Goal:Determine which transformed colony contains the plasmid with the correctly integrated insert.

DescriptionA colony-PCR is a variant of PCR used to directly amplify specific regions of vector DNA from bacteria without having to extract and clean the DNA beforehand. Thus, instead of adding a clean template DNA strand to the PCR reaction mix, whole bacteria from the colonies in question are used. This requires the following steps

1. Primers are chosen in a way that ensures a PCR product containing both vector- and insert-sequences. This allows for monitoring for inverted inserts by checking the size of the PCR product.
2. Colonies are picked with a pipet tip and transferred into purified water, where they get osmotically lysed – this step ensures that the bacterial cell wall is broken and genetic material is accessible
3. Then, PCR master mix is added to the bacteria lysate
4. Finally, PCR is performed in a thermocycler

Gel electrophoresis

Goal:Evaluating the result of a PCR

DescriptionIn order to characterize the product of a PCR, gel electrophoresis can be used to determine the length of the resulting DNA fragment. This is achieved by the following steps:

1. An agarose gel is prepared.
2. The PCR-Product is mixed with a dye and inserted into “pockets” of the gel, along with a “ladder” containing DNA fragments of known size
3. By applying an electrical field, the negatively charged DNA is moved through the gel matrix, separating the DNA fragments by length.
4. The DNA bands are then compared to the ladder and their size can be calculated. By comparing the observed length to the expected length of the fragment, the success of the PCR can be evaluated

DNA Clean Up

Goal:Removing excess nucleotides, salts and additives.

Description

High throughput screening in liquid medium

Goal:High-throughput screening for sensors that react specifically to target RNA

DescriptionIn silico design and PCR allows for assembly of a large number of potential sensor candidates. In order to evaluate which of these sensors reacts to the target RNA in a sensitive and specific manner, the following steps are required:

1. A master mix of cell free expression system, reporter molecule and certain amount of target RNA or control RNA is prepared and transferred to a special low-volume 384-well plate.
2. Adding sensor DNA to each well
3. Measure absorption at 405nm (yellow – starting color) and 560nm (violet – end color) in a GloMax Discover ® plate reader (Promega) for 2-4 hours at 37° C in order to follow the kinetic of the reaction from yellow to violet.
4. Results files are evaluated using a python script. By automating the process of data evaluation, a empirically sound conclusion can be reached in less than 15 minutes.
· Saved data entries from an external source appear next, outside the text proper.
Issue #86, opened 2017-08-26
messagesCollectionView constraints and contentInsets


etoledom:
I have noticed a small issue with the `messagesCollectionView` top constraint, which is not with its superview’s top but on `topLayoutGuide`. I believe it was made this way to avoid problems between `autoInset` of the scroll view and the inset manually changed when showing / hidding the keyboard.

I think the messagesCollectionView’s top layout constraint should be with the top of its superview anyways to get advantage of the navigation bar’s transparency (as iMessage app does)

etoledom:
Already merged to 0.6.0 👌

PR #87, opened 2017-08-27
To solve issue #86 

etoledom:
**Changes**:
- messagesCollectionView now is constrained to top and bottom of superView
- Better management of inset to count for navigations bar, tab bars and the inputAccessoryView
- messagesCollectionView scrolls when showing keyboard to show the last message
- Correct bottom inset for any kind of keyboard (hardware keyboard not tested)

### DIFF
--- a/Sources/MessagesViewController.swift
+++ b/Sources/MessagesViewController.swift
@@ -254,16 +254,9 @@ extension MessagesViewController {
     func handleKeyboardWillShow(_ notification: Notification) {
         guard let keyboardFrame = notification.userInfo?[UIKeyboardFrameEndUserInfoKey] as? CGRect else { return }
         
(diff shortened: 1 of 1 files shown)


etoledom:
Updated to avoid using `isFirstLayout` flag.

Observations:
- Following iMessage, I made it to scroll to bottom when someone open the keyboard. But thinking about it, it might not always be a desired behavior so I portably better remove it.
But it might be good (for now or later) to be able to implement this behavior easily from the library's user perspective

If you agree I'll remove that.

etoledom:
@SD10 so by the described in https://github.com/MessageKit/MessageKit/pull/84 ,  should I not touch the UIKeyboardFrameWillChange handler?, With the change on constraints, most of it became unnecessary, at least in the way it was implemented on 0.6.0 (actually it became simpler)

I'd just remove the automatic scrollToBottom when showing the keyboard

Reliable cell free expression on cellulose membranes

Goal:Membranes are known to be efficient microfluidic environments, but due to the charge of nucleic acids and the negative charge of cellulose, optimization is required to make the system storable and the color change easily recognizable.

DescriptionIn silico design and PCR allows for assembly of a large number of potential sensor candidates. In order to evaluate which of these sensors reacts to the target RNA in a sensitive and specific manner, the following steps are required:

• Blocking the charge of the cellulose membrane.
  Classic approaches of membrane blocking like incubation with 5% BSA or milk powder failed due to negative interaction with the cell free expression system. Hence we used an amphiphilic component, creating a liquid barrier shielding the sensor system from negative charges and successfully creating a stable color reaction on the membrane.
• Adding sensor DNA to each well
• Altering the composition of our sensor system components, to maximize color reaction.
  We discovered that about one third of color intensity is lost on membranes in comparison to fluid environments. Reactions on membranes thus require to double the amount of sensor molecule added to the reaction
• Stabilizing the cell-free system for storage by lyophilisation
  We succeeded in freeze-drying the cell-free expression system onto cellulose membrane and were furthermore able to trigger an active color change after resuspension.